[Opening The records section]
PR #4185, opened 2025-08-11
fix federated-store

JesseGoodier:
Added toYaml and comment on backward compatibility.

I will say that the lack of consistency here is not ideal (config: vs federatedStorageConfig) but this isn't critical to me.

@thomasvn do you have concerns?

tested. format is working properly for all 3 options.

```yaml
kubecostModel:
  federatedStorageConfig: |-
    type: S3
    config:
      bucket: demo-data
      endpoint: s3.amazonaws.com
      region: us-west-2
```
```yaml
federatedStorage:
  config: |-
    type: S3
    config:
      bucket: demo-data
      endpoint: s3.amazonaws.com
      region: us-west-2
```
```yaml
global:
  federatedStorage:
    config: |-
      type: S3
      config:
        bucket: demo-data
        endpoint: s3.amazonaws.com
        region: us-west-2
```

### DIFF
--- a/kubecost/templates/_helpers.tpl
+++ b/kubecost/templates/_helpers.tpl
@@ -548,21 +548,24 @@ federated storage config helpers
   {{- end }}
 {{- end -}}
 
+    {{/*
+    NOTE: added kubecostModel for backward compatibility
+    */}}
 {{- define "kubecost.federatedStorage.config" }}
   {{- if (.Values.kubecostModel).federatedStorageConfig -}}
-    {{- (.Values.kubecostModel).federatedStorageConfig -}}
-  {{- else if (.Values.federatedStorage).config }}
-    {{- (.Values.federatedStorage).config -}}
+    {{- toYaml (.Values.kubecostModel).federatedStorageConfig -}}
+  {{- else if (.Values.federatedStorage).config -}}
+    {{- toYaml (.Values.federatedStorage).config -}}
   {{- else if (.Values.global.federatedStorage).federatedStorageConfig -}}
-    {{- (.Values.global.federatedStorage).federatedStorageConfig -}}
-  {{ else }}
+    {{- toYaml (.Values.global.federatedStorage).federatedStorageConfig -}}
+  {{- else -}}
     {{/*
     TODO:Default federated storage config 
     for single cluster environments
     */}}
-    {{- printf "localClusterBucket" }}
-  {{- end }}
-{{- end }}
+    {{- printf "localClusterBucket" -}}
+  {{- end -}}
+{{- end -}}
 
 {{- define "kubecost.federatedStorage.fileName" -}}
 {{ default "federated-store.yaml" (.Values.global.federatedStorage).fileName }}
--- a/kubecost/templates/_helpers.tpl
+++ b/kubecost/templates/_helpers.tpl
@@ -548,16 +548,16 @@ federated storage config helpers
   {{- end }}
 {{- end -}}
 
-    {{/*
-    NOTE: added kubecostModel for backward compatibility
-    */}}
-{{- define "kubecost.federatedStorage.config" }}
+{{/*
+NOTE: added kubecostModel for backward compatibility
+*/}}
+{{- define "kubecost.federatedStorage.config-b64" }}
   {{- if (.Values.kubecostModel).federatedStorageConfig -}}
-    {{- toYaml (.Values.kubecostModel).federatedStorageConfig -}}
+    {{- (.Values.kubecostModel).federatedStorageConfig | b64enc -}}
   {{- else if (.Values.federatedStorage).config -}}
-    {{- toYaml (.Values.federatedStorage).config -}}
-  {{- else if (.Values.global.federatedStorage).federatedStorageConfig -}}
-    {{- toYaml (.Values.global.federatedStorage).federatedStorageConfig -}}
+    {{- (.Values.federatedStorage).config | b64enc -}}
+  {{- else if (.Values.global.federatedStorage).config -}}
+    {{- (.Values.global.federatedStorage).config | b64enc -}}
   {{- else -}}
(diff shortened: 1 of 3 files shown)


kubecost/templates/_helpers.tpl
```diff
@@ -548,21 +548,24 @@ federated storage config helpers
...
 
+    {{/*
+    NOTE: added kubecostModel for backward compatibility
+    */}}
 {{- define "kubecost.federatedStorage.config" }}
   {{- if (.Values.kubecostModel).federatedStorageConfig -}}
-    {{- (.Values.kubecostModel).federatedStorageConfig -}}
-  {{- else if (.Values.federatedStorage).config }}
-    {{- (.Values.federatedStorage).config -}}
+    {{- toYaml (.Values.kubecostModel).federatedStorageConfig -}}
```
thomasvn: Are you sure here? In your PR description you say you test by doing the following:

```yaml
kubecostModel:
  federatedStorageConfig:
    type: S3
    config:
      bucket: xxx
```

But I thought that historically this storage config was passed as a string, not an object? https://github.com/kubecost/kubecost/blob/33a39985a5c6641d339a29f177440efaaf2b795c/cost-analyzer/values.yaml#L633-L670

kubecost/templates/_helpers.tpl
```diff
@@ -548,21 +548,24 @@ federated storage config helpers
...
+  {{- else if (.Values.federatedStorage).config -}}
+    {{- toYaml (.Values.federatedStorage).config -}}
```
thomasvn: Ditto here. It looks like our current values file is expecting `.Values.federatedStorage.config` to be a string?

https://github.com/kubecost/kubecost/blob/87ca5777d1e494e8244c061b7c63e5e7c64d1b76/kubecost/values.yaml#L535

thomasvn:
Potentially out of scope for this PR. It seems the current `values.yaml` in the `develop` branch has multiple ways to set a storage config. This is kind of confusing, can we prioritize just one primary method?

- `.Values.global.federatedStorage`
- `.Values.finops-agent.federatedStorage`
- `.Values.federatedStorage`

Can we fix the `values.yaml` and templates to prioritize referencing just one of these? If it's too much work for this PR maybe we file a task in Jira for this?

jessegoodier:
> Potentially out of scope for this PR. It seems the current `values.yaml` in the `develop` branch has multiple ways to set a storage config. This is kind of confusing, can we prioritize just one primary method?
> 
> * `.Values.global.federatedStorage`
> * `.Values.finops-agent.federatedStorage`
> * `.Values.federatedStorage`
> 
> Can we fix the `values.yaml` and templates to prioritize referencing just one of these? If it's too much work for this PR maybe we file a task in Jira for this?

100% this. I think we need to figure out what the agent config should be and then narrow down as much as we can.

kubecost/templates/_helpers.tpl
jessegoodier: you are right! 
okay, fixed everything I think.

jessegoodier:
updated description with the new tests. 

We will have to narrow down the values when we integrate the agent and single cluster mode.

kubecost/templates/_helpers.tpl
```diff
@@ -548,21 +548,24 @@ federated storage config helpers
   {{- end }}
 {{- end -}}
 
-{{- define "kubecost.federatedStorage.config" }}
+{{/*
+NOTE: added kubecostModel for backward compatibility
+*/}}
+{{- define "kubecost.federatedStorage.config-b64" }}
```
jessegoodier, line 554: I'm not married to this change with including the type in the name. But it does make it obvious that it should be opaque.

kubecost/templates/_helpers.tpl
```diff
@@ -548,21 +548,24 @@ federated storage config helpers
...
-  {{- else if (.Values.federatedStorage).config }}
-    {{- (.Values.federatedStorage).config -}}
-  {{- else if (.Values.global.federatedStorage).federatedStorageConfig -}}
-    {{- (.Values.global.federatedStorage).federatedStorageConfig -}}
-  {{ else }}
+    {{- (.Values.kubecostModel).federatedStorageConfig | b64enc -}}
+  {{- else if (.Values.federatedStorage).config -}}
+    {{- (.Values.federatedStorage).config | b64enc -}}
+  {{- else if (.Values.global.federatedStorage).config -}}
+    {{- (.Values.global.federatedStorage).config | b64enc -}}
```
thomasvn, line 560: Did you update this from `federatedStorageConfig` to `config`? I'm fine with the config change, but could you also make sure to do the following:

- Remove `.Values.global.federatedStorage.federatedStorageConfig` from the values file. Make sure to update the comments on it too.
- Remove any existing references to `.Values.global.federatedStorage.federatedStorageConfig`

kubecost/values.yaml
```diff
@@ -12,10 +12,21 @@ global:
...
+    # federatedStorage:
+    #   config: |-
+    #     type: S3
+    #     config:
+    #       bucket: ibm-kubecost-unified-agent-demo-data
+    #       endpoint: s3.amazonaws.com
+    #       region: us-west-2
+    #       access_key: xxx
+    #       secret_key: xxx
+    # see federatedStorage: below for more examples
```
thomasvn: Small comment update, then this should be good to go.

```suggestion
    # A federated storage config can be provided via an existingSecretName or via a string in helm values.
    # If both are provided, the string in helm values take precedence.
    # Example:
    #   config: |-
    #     type: S3
    #     config:
    #       bucket: ibm-kubecost-unified-agent-demo-data
    #       endpoint: s3.amazonaws.com
    #       region: us-west-2
    #       access_key: xxx
    #       secret_key: xxx
```

thomasvn (approved):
[Closing The records section]
◆ Your objective ◆
Check every line of the data, and copy the ones that contain "finops".

◆ Response to the task ◆
- `.Values.finops-agent.federatedStorage`
> * `.Values.finops-agent.federatedStorage`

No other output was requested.